Gather each line of the entries below that includes "pull".
(SOURCE MATERIAL)
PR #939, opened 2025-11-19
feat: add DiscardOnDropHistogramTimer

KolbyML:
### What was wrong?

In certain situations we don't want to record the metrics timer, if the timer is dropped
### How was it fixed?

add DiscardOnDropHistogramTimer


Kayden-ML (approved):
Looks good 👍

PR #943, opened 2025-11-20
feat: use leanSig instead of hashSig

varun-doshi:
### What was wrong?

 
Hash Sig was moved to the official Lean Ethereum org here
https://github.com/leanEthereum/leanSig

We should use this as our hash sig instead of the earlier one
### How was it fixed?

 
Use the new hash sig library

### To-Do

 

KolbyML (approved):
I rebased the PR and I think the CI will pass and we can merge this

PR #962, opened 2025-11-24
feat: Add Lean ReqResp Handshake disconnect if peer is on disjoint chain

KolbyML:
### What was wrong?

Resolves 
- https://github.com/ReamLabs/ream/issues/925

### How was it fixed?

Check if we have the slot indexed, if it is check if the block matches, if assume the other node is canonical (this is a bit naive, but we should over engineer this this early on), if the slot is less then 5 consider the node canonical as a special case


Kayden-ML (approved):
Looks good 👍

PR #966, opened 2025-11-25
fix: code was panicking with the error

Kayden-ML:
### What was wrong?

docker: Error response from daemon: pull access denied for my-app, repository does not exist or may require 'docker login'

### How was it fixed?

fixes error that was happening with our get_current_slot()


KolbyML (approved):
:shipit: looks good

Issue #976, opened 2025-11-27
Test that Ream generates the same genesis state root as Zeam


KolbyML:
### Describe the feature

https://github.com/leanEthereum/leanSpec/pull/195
(End SOURCE MATERIAL)
(SOURCE MATERIAL)
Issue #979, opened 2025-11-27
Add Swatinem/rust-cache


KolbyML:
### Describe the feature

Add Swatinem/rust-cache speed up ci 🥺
(End SOURCE MATERIAL)
(SOURCE MATERIAL)
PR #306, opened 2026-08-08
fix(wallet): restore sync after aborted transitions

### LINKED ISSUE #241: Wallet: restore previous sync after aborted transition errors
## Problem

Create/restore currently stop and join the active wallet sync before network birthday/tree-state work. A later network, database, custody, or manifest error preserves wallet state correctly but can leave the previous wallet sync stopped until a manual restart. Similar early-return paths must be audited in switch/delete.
(End SOURCE MATERIAL)
▸ **RESPONSE**
docker: Error response from daemon: pull access denied for my-app, repository does not exist or may require 'docker login'
https://github.com/leanEthereum/leanSpec/pull/195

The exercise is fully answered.